BEGIN Exercise materials
PR #749, opened 2019-10-04
Fixed a permission issue which would sometimes prevent displaying a correct error page

### LINKED ISSUE #724: front-end permission system crashes when going to unauthorized assignment by changing the URL
**Describe the bug**
Going to an assignment a user does not have access to, results in JS crashing

**To Reproduce**
0. Login as Teacher
1. Create a course and assignment without any students
2. Login as a Student
3. go to that assignment by changing the URL (http://localhost:8080/Home/Course/1/Assignment/3 for example)
4. See error in console log

**Expected behavior**
Clear error page that you do not have access

**Screenshots**
image

**Additional context**
It could be that when loggin in the student didnt have access to the assignment, but while still in the assignment, it obtained that access. it would be nice that the student did not have to log out&in before it can access that newly obtained assignment

mjvkeulen:
## Description
Added thorough check for front end permission access, any unknown permissions are now simply false (instead of an error).

image

The question is whether this approach will hide relevant errors from our logging. Returning false is equal to silently failing the check as far as our logging goes front end, apart from side effects such as 403 responses. Thoughts?

- Fixes #724


src/vue/src/store/modules/permissions.js
```diff
@@ -1,6 +1,16 @@
...
 import router from '@/router'
 
+function getPermission (permissions, levelAndID, permission) {
+    if (levelAndID in permissions && permission in permissions[levelAndID]) {
+        return permissions[levelAndID][permission]
+    }
+
+    /* Unknown permission combination.
+     * QUESTION: Is throwing a (custom) error not still desired so sentry will register the event? */
+    return false
```
Larspolo: imo this shouldn't return false. It should try and update the locally stored permissions with an api request. After that request, and it still does not have the permission, it can return false

mjvkeulen: Whereas this certainly can be done, ask yourself under what conditions this would actually help?

Larspolo: This would help when a teacher adds a student to a new assignment while the student is still logged in. I think the new assignment will show up for the student, however, when clicking on that assignment, this function will return `false` as it doesn't have those new permissions set yet.

With my suggestion, it would also need to extend to work for superusers, as they do have all the permissions (except `can_have_journal`, so it also needs to pass this.

engelhamer: I agree with Lars' comment, since this would even cover the scenario's where a user is added to a course while they are logged in.

Regarding the question: I don't reckon this is of much interest here, since the error only occurs when manually navigating to a page you shouldn't be on?

Larspolo: > Is throwing a (custom) error not still desired so sentry will register the event?

I wouldnt say so, this should not really be considered anything more than a `403`

mjvkeulen: Updated, let me know

src/vue/src/store/modules/permissions.js
```diff
@@ -1,19 +1,46 @@
...
+
+    return (!store.getters['permissions/lastPermissionUpdate']
+            || ((date - store.getters['permissions/lastPermissionUpdate']) > fiveMins))
+}
+
+/* Attempt to update the permissions, throw error if this cannot be done and is not underway. */
+function handleError (error = null) {
+    if (canRefreshPermissions()) {
+        store.dispatch('permissions/updatePermissions')
+    } else if (error && !store.getters['permissions/permissioUpdateInFlight']) {
```
Larspolo: permissionUpdateInFlight*

src/vue/src/store/modules/permissions.js
```diff
@@ -1,19 +1,46 @@
...
+
     return false
 }
 
 const getters = {
+    lastPermissionUpdate: state => state.lastPermissionUpdate,
+    permissioUpdateInFlight: state => state.permissioUpdateInFlight,
     // eslint-disable-next-line
-    hasPermission: (state, getters, rootState, rootGetters) => (permission, givenKeyLevel = null, id = null) => {
+    hasPermission: (state, getters, rootState, rootGetters ) => (permission, givenKeyLevel = null, id = null) => {
```
Larspolo: why add that space after `rootGetters`?

src/vue/src/store/modules/permissions.js
```diff
@@ -30,11 +57,11 @@ const getters = {
...
         if (givenKeyLevel && id) {
             if (permissions[givenKeyLevel + id] === undefined) {
-                throw Error(`Permission type input error, no match for the given key: ${givenKeyLevel}${id}.`)
+                handleError(Error(`Permission type input error, no match for the given key: ${givenKeyLevel}${id}.`))
             }
-            if (permissions[givenKeyLevel + id][permission] === undefined) {
-                throw Error(
-                    `Permission ${permission} is not a valid permission for the context: ${givenKeyLevel}${id}.`)
+            if (permissions[givenKeyLevel + id] && permissions[givenKeyLevel + id][permission] === undefined) {
+                handleError(Error(
```
Larspolo: I think this function should also return what `handleError` returns

src/vue/src/store/modules/permissions.js
```diff
@@ -1,19 +1,46 @@
...
+/* Attempt to update the permissions, throw error if this cannot be done and is not underway. */
+function handleError (error = null) {
+    if (canRefreshPermissions()) {
+        store.dispatch('permissions/updatePermissions')
+    } else if (error && !store.getters['permissions/permissioUpdateInFlight']) {
+        throw error
+    }
+}
 
 function getPermission (permissions, levelAndID, permission) {
```
Larspolo: This still needs an `if (issuperuser && not permission is can_have_journal) return true`

src/vue/src/store/modules/permissions.js
```diff
@@ -1,19 +1,46 @@
+import Vue from 'vue'
 import * as types from '../constants/permission-types.js'
+import * as mutationTypes from '../constants/mutation-types.js'
 import router from '@/router'
+import store from '@/store'
+import connection from '@/api/connection.js'
+
+/* If no update has been performed in the last five minutes, update permissions */
```
Larspolo: Why 5 minutes? If a student is not connected to a course, then asks the teacher about it & the teacher adds the student, then the student needs to wait 5 minutes, or relog. Why not just every permission error?

src/vue/src/store/modules/permissions.js
mjvkeulen: Which returns nothing? This is a getter, and as such cannot work with asynchronous results directly.

src/vue/src/store/modules/permissions.js
mjvkeulen: Clicking around would spam the server, somewhat mitigated by the in-flight check already. I will reduce this to 30 seconds and let's leave it at that?

src/vue/src/store/modules/permissions.js
mjvkeulen: We currently don't even serialize the `is_superuser` flag, superusers are given all permissions backend.

Larspolo: Yeah, that's the issue then right. Because now superusers still cannot do anything because this will just forward them to the forbidden page

src/vue/src/store/modules/permissions.js
Larspolo: That will do

PR #752, opened 2019-10-06
Support for Canvas staff student view mode

### LINKED ISSUE #718: Student preview
A method for a teacher to view an assignment as if they were a student. This would give a clearer view of how the assignment is set-up, and check if it's correct.

**User story**
Login as teacher,
go to an assignment edit page,
press a button that says "student view"
be able to view the assignment as a student

mjvkeulen:
- Added support for staff-student view mode
- Expansion of LTI tests

fixes #718


mjvkeulen:
The student username of user view test students can get rather lengthy:

image

@engelhamer any chance you feel like looking at this?

src/django/VLE/migrations/0032_student_view.py
```diff
@@ -0,0 +1,23 @@
...
+
+    operations = [
+        migrations.AlterField(
+            model_name='user',
+            name='email',
+            field=models.EmailField(blank=True, max_length=254, null=True, unique=True),
+        ),
+        migrations.AddField(
+            model_name='user',
+            name='student_view_user',
```
engelhamer: I'd prefer `is_test_student`, consistent with the superuser and teacher style.

src/django/VLE/views/user.py
```diff
@@ -105,6 +105,7 @@ def create(self, request):
 
         lti_id, user_image, full_name, email, is_teacher = get_lti_params(
             request, 'user_id', 'custom_user_image', 'custom_user_full_name', 'custom_user_email')
+        is_test_student = bool(lti_id) and not bool(email)
```
Larspolo: `lti_id and email is None` would be clearer imo

src/django/VLE/views/user.py
```diff
@@ -129,14 +130,10 @@ def create(self, request):
...
-        user = User(username=username, email=email, lti_id=lti_id, full_name=full_name,
-                    is_teacher=is_teacher, verified_email=bool(lti_id),
-                    profile_picture=user_image if user_image else '/unknown-profile.png')
-        user.set_password(password)
-
-        user.full_clean()
-        user.save()
+        user = factory.make_user(username=username, email=email, lti_id=lti_id, full_name=full_name,
+                                 is_teacher=is_teacher, verified_email=bool(lti_id) and bool(email), password=password,
+                                 profile_picture=user_image if user_image else '/unknown-profile.png',
```
Larspolo: In the `factory.make_user` itself, it already defaults to `unknown-profile.png`

src/django/test/factory/params.py
```diff
@@ -0,0 +1,21 @@
...
+
+
+class JWTParamsFactory(factory.Factory):
+    class Meta:
+        model = dict
+
+    user_id = factory.Sequence(lambda x: 'LMS_user_id{}'.format(x))
+    custom_user_full_name = 'full name of LMS user'
+    custom_user_email = factory.Sequence(lambda x: 'valid_LMS_email{}@address.com'.format(x))
+    custom_user_image = 'https://LMS_user_profile_image_link.com'
```
Larspolo: Maybe use a `.png` extension for images?

src/django/test/test_permissions.py
```diff
@@ -16,7 +16,7 @@
 
 class PermissionTests(TestCase):
     def setUp(self):
-        self.user = factory.make_user('Username', 'Password', email='some@email.address', full_name='Test User')
+        self.user = factory.make_user('Username', 'Pass123!', email='some@email.address', full_name='Test User')
```
Larspolo: This should use the variable set in `test/factory/user` `DEFAULT_PASSWORD`, same as below

src/django/VLE/views/user.py
mjvkeulen: image

src/django/VLE/views/user.py
mjvkeulen: If zero can be a legitimate id, `bool(lti_id)` is required. Email can be `""` and `None`, but the bool is indeed not required.

mjvkeulen: image

I don't mind the bool tbh

engelhamer:
Too long usernames are now clipped:

image

image

src/django/test/factory/user.py
```diff
@@ -33,6 +33,10 @@ class TeacherFactory(UserFactory):
     is_teacher = True
 
 
+class LtiTeacherFactory(TeacherFactory):
+    lti_id = factory.Sequence(lambda x: "id{}".format(x))
```
Larspolo: Student and teacher should get different `lti_id`'s. Now if you create 1 `LtiStudent` and 1 `LtiTeacher` they will have the same `lti_id`

mjvkeulen: If so that sucks tbh, I would expect factories which inherit to share `sequence`. I had a similar problem with the params where I needed to split classes but share the same `sequence`.

mjvkeulen: As expected factory boy is not stupid

image

src/django/test/test_lti_launch.py
```diff
@@ -190,6 +190,26 @@ def test_lti_launch_key_error(self):
             delete_field='custom_username',
         )
 
+    def test_lti_launch_create_test_user(self):
+        next_lti_id = User.objects.all().order_by("-lti_id")[0]
```
Larspolo: `.first()` also works. This returns `None` when it crashes iso throws an index error

mjvkeulen:
> Account creation should be skipped when logging in as a test student.
> 
> As a teacher of a course, it would also be nice if you could delete (all) test students connected to that course

There can only be one test user per course, and this user can be removed along the normal path like all other users.

src/django/VLE/factory.py
```diff
@@ -44,6 +43,7 @@ def make_user(username, password, email=None, lti_id=None, profile_picture='/unk
     if is_test_student:
         user.set_unusable_password()
     else:
+        validators.validate_password(password)
```
Larspolo: User should only be created if the password is valid. Now it creates the user, and only after that is crashes.

src/django/test/utils/lti.py
```diff
@@ -50,3 +51,8 @@ def gen_jwt_params(params={}, user=None):
         req['oauth_signature'] = get_signature(req)
 
     return {'jwt_params': lti_view.encode_lti_params(req)}
+
+
+def get_new_lti_id():
+    user = User.objects.exclude(lti_id=None).latest('lti_id')
+    return '1' if not user.lti_id else '{}{}'.format(user.lti_id, 1)
```
Larspolo: `return '1' if not (user or user.lti_id) else '{}{}'.format(user.lti_id, 1)`

src/django/VLE/models.py
```diff
@@ -242,6 +243,8 @@ def to_string(self, user=None):
     def save(self, *args, **kwargs):
         if not self.email and not self.is_test_student:
             raise ValidationError('A legitimate user requires an email adress.')
+        if self.is_test_student and settings.LTI_TEST_STUDENT_FULL_NAME not in self.full_name:
+            raise ValidationError('Test user\'s full name deviates.')
```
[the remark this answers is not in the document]
mjvkeulen: I forced it onto the save for consistency, but this can be removed to allow a test user to change his name without consequences.

PR #757, opened 2019-10-12
Improved support accessibility

### LINKED ISSUE #743: Feedback modal is behind header
**Describe the bug**
Feedback modal is behind header (on Firefox)

### LINKED ISSUE #744: Make feedback option more accessible
Users have trouble finding the feedback button when they need it. It should be clearer and the hassle of giving feedback should be minimized.

**User interface**
Probably a larger chat icon and move to the bottom right.

engelhamer:
## Description
Moved the support button to the bottom right corner for increased visibility. Also renamed from 'feedback' to 'support' for the users, to make it more obvious that they can ask for help or submit bugs here as well.

image

The message that is sent to the user is now also sent to the support inbox, so a direct reply to that is possible.

## Summary of changes
- Fixes #743 
- Fixes #744


mjvkeulen:
I feel the chat icon implies chat rather strongly, would there be a more suitable alternative?
image

Some ideas:
image
image

I believe `from the options below` is superfluous, and very much implied from the button context.

Another point is the other button/category. I believe this will only be used for feedback (or do you guys foresee some other use?), and as such, it makes sense to make this explicit by naming it feedback.

On the point of bug reports, I believe it could be valuable to link the feedback to the most recent sentry event as we do on our error page.

engelhamer:
Icon can be changed and other updated. However, I feel the bug should not be linked to the sentry event per se: bugs that are reported this way have not caused a front end error and might just be behaviour the user doesn't expect, but also does not cause an error.

engelhamer:
@mjvkeulen what icon from https://fontawesome.com/icons?d=gallery would fit
your description?

mjvkeulen:
> @mjvkeulen what icon from https://fontawesome.com/icons?d=gallery would fit your description?

I could not find an appropriate icon there, how about this one? https://www.flaticon.com/free-icon/support_102365

engelhamer:
> I could not find an appropriate icon there, how about this one? https://www.flaticon.com/free-icon/support_102365

That's totally out of style with the rest of the (vue-/font awesome) icons 😬

mjvkeulen:
Why do you feel it is such a mismatch style wise?

image
image
image

engelhamer:
Now looks as follows:
image

PR #760, opened 2019-10-17
Group are now allowed to have the same name.

Larspolo:
## Description
Group are now allowed to have the same name.


src/django/test/test_group.py
```diff
@@ -106,3 +110,8 @@ def test_members(self):
         api.create(self, 'members',
                    params={'group_id': self.group.pk, 'user_id': self.teacher.pk}, user=factory.Student(), status=403)
         api.get(self, 'members', params={'group_id': self.group.pk}, user=factory.Student(), status=403)
+
+    def test_group_api(self):
+        course = factory.Course(active_lti_id='6068')
+        nfac.make_lti_groups(course)
```
mjvkeulen: nfac?

PR #763, opened 2019-10-18
Case for when attempting to link an account with an already taken email address

### LINKED ISSUE #511: Server error (duplicate email) when connecting real account LTI account
**Describe the bug**
I get a duplicate email error when trying to link my account from datanose to the ejournal tool. This is caused by another account that already has this email, but I dont want to connect it to that account.

**To Reproduce**
1. Create on eJournal two accounts where 1 has an email that is the same on DataNose/Canvas
2. Go from DN/Canvas to eJournal, and try to link it to the account that does not have the same email. 

**Expected behavior**
either a message "there is already another account witht he same email" or remove that email from that other account and notify the user, or lastly (and preferred) immediately give the option to connect to that account with the same email.

**Screenshots**
image

**Desktop:**
 - OS: ubuntu
 - Browser firefox

mjvkeulen:
## Description
When attempting to link an account from a LMS to an eJournal account it is possible the email address is already taken by a different account on the eJournal side. This scenario will no longer yield a 500 error,  and inform the user of the situation. 
As the user supposedly has access to the claimed email address, he or she should be able to link to that specific account instead.

## Summary of changes
- Fixes #511


src/django/VLE/views/user.py
```diff
@@ -185,6 +185,10 @@ def partial_update(self, request, *args, **kwargs):
         if user_image is not None:
             user.profile_picture = user_image
         if user_email:
+            if User.objects.filter(email=user_email).exclude(pk=user.pk).exists():
+                return response.bad_request(
+                    '{} is claimed by another user, please link to that account or contact support.'.format(user_email))
```
engelhamer: I'd go with `is taken` rather than `is claimed`?

engelhamer: Also: by another `account` instead of `user`, since we speak of an account in the second half of the sentence (could be separated by a period as well).

PR #771, opened 2019-10-20
Added the ability to copy an assignment and shift deadlines

### LINKED ISSUE #710: Possibility to shift all the dates in an assignment by a year
The Possibility to shift all the dates in an assignment by a year.
This is useful when copying from an old assignment. It would be nice if all the dates would translate to the current year.

### LINKED ISSUE #778: Copy assignment causes 500 error for existing journals
**Describe the bug**
Upon changing an assignment  by copying its structure from another assignment, loading an existing journal for the updated assignment causes a 500 error (traced back to the `get_nodes` function).

**To Reproduce**
1. Fill the preset database
2. As the `Teacher`, copy the assignment structure from 'Logboek' into 'Colloquium'
3. Try to load a student journal

**Expected behavior**
Existing journals should obviously remain functional.

Maybe we should not allow copying once an assignment has been created.

mjvkeulen:
## Description
Expanded the format copy logic to assignment copy functionality. The copy functionality is no longer positioned in the assignment edit page but is now moved to the course edit page.

Copy logic is accessible from the Course page:
image

As well as from the lti launch screen:
image

image

When copying an assignment format, it is possible to set how many months all deadlines should be moved forward in time. This process attempts to conserve the weekdays while matching the requested offsets as closely (in full or more) as possible.

After a successful copy the user is directed to the format edit of the copied assignment.

## Summary of changes
- Fixes #710 
- Fixed #778 
- A bug which breaks LTI launch on link to existing course


src/vue/src/views/FormatEdit.vue
```diff
@@ -131,15 +131,42 @@
...
                     ref="copyFormatModal"
                     size="lg"
                     title="Select an assignment to copy"
-                    hideFooter
                 >
                     <format-copy-selection
                         :copyableFormats="copyableFormats"
                         @copyFormat="copyFormat"
                     />
+                    <template v-slot:modal-footer>
```
engelhamer: I don't like the way this looks: it should be moved to the selection card above, and only show in case an asssignment has been selected (adding a button 'Copy assignment' to complete that would then also be nice).

src/django/VLE/views/format.py
```diff
@@ -12,6 +13,29 @@
 from VLE.serializers import AssignmentDetailsSerializer, FormatSerializer
 
 
+def day_neutral_datetime_increment(date, years=0, months=0):
+    return date + relativedelta(years=years, months=months, weekday=date.weekday())
+
+
+def set_assignment_dates(from_assignment, to_assignment, years=0, months=0):
```
engelhamer: I find it unintuitive that a teacher has to first create an assignment with ssome dates, which are then shifted anyways by this offset based on the original assignment. It would make more sense to ad a 'copy existing assignment' option to the LTI setup / course screen (if we are going to stick to the original deadlines anyways). This copy would then also include the description etcetera.

engelhamer:
Also, copying an assignment format can break existing journals in some cases: this results in 500 errors.

mjvkeulen:
> Changing the dates for the assignment that is being copied to makes setting these dates not logical in the first place. We should come up with a more intuitive solution for this.

The dates are based on the source, not the assignment where we are copying into? Could you explain why this is not logical?

engelhamer:
If I want to copy an existing assignment, I now have to first create one with arbitrary dates which are then overwritten on copy.

mjvkeulen:
I can get behind copying an assignment and making a dedicated trigger. I would place this in the course edit page. The shift logic is still obvious for the use case setting up an assignment for next round of fresh students.

src/vue/src/views/FormatEdit.vue
mjvkeulen: Can you explain what you dislike?

engelhamer:
>
> This does not adhere to the style we have across the website: modal
contents should always be inside of a card. Besides, I find it illogical
that clicking an assignment triggers the copy action while the input fields
below influence the result of the copy (in terms of dates).

>
>
>

src/vue/src/views/Course.vue
```diff
@@ -165,3 +180,11 @@ export default {
     },
 }
 </script>
+
+<style lang="sass">
+@import '~sass/modules/breakpoints.sass'
+
+@include max-width(439)
```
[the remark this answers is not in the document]
mjvkeulen: Its the exact breakpoint where the two add and copy buttons no longer fit on the same horizontal row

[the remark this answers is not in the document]
engelhamer: This will not work, as we make use of relative sizes (em) for both the padding and font of the button.

mjvkeulen:
The highlighted selection color is too subtle on some screens:
image

What would you find a workable alternative?

PR #794, opened 2019-11-15
Fixed issue where LTI wouldn't load with too large parameters

Larspolo:
## Description
Fixed issue where LTI wouldn't load when jwt_params where too long (4k+). There now is a max length on the url of 8k (was 4k). Also, all requests urls now dont include crazy long parameters anymore, they are all moved to the request body.


Larspolo:
>Any specific reason for picking 8190 as the new max length? Is it unreasonable to assume any longer requests? (Otherwise looks fine)

From the docs: "Value is a number from 0 (unlimited) to 8190."
This is the maximum (that is not unlimited) value

system_configuration_tools/roles/web/templates/gunicorn_start.j2
```diff
@@ -35,4 +35,5 @@ exec gunicorn \
     --user $USER --group $GROUP \
     --log-level debug \
     --bind unix:$SOCKFILE \
+    --limit-request-line 8190 \
```
mjvkeulen: Great find! I would prefer this to be moved to a configuration option. Most sense would be the defaults found here: 
`system_configuration_tools/roles/web/defaults/main.yml`

engelhamer:
The line limit was not moved to the config file?

PR #798, opened 2019-11-28
Fixed an issue where two entries were posted when double-clicking the entry post button

### LINKED ISSUE #777: Disable entry post button while request is being processed
Requests are currently sent twice after double clicking the post button. It should be disabled after clicking once, and enabled after the completion toast is shown.

engelhamer:
## Description
Fixed an issue where two entries were posted when double-clicking the entry post button.

## Summary of changes
- Fixes #777 
- Also fixed for comment send and edit


src/vue/src/components/entry/CommentCard.vue
```diff
@@ -252,10 +258,14 @@ export default {
         editComment (cID, index) {
             this.$set(this.commentObject[index], 'text', this.editCommentTemp[index])
             this.$set(this.editCommentStatus, index, false)
+            this.saveRequestInFlight = true
             commentAPI.update(cID, {
                 text: this.editCommentTemp[index],
             })
-                .then((comment) => { this.$set(this.commentObject, index, comment) })
+                .then((comment) => {
+                    this.saveRequestInFlight = false
```
Larspolo: This should also be in the catch right? Now when a post fails, the page needs to be reloaded to post again

engelhamer: That's right. Will add a catch on all occurences.

Issue #782, opened 2019-11-01
Images cause rich text fields to partially hide content


Larspolo:
**Describe the bug**
![image](https://user-images.githubusercontent.com/11822478/68026440-0895f600-fcb0-11e9-8d24-d9281ce9146a.png)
END Exercise materials
In which lines of the records does the word "TeacherFactory" appear? Copy each of them.

@@ -33,6 +33,10 @@ class TeacherFactory(UserFactory):
+class LtiTeacherFactory(TeacherFactory):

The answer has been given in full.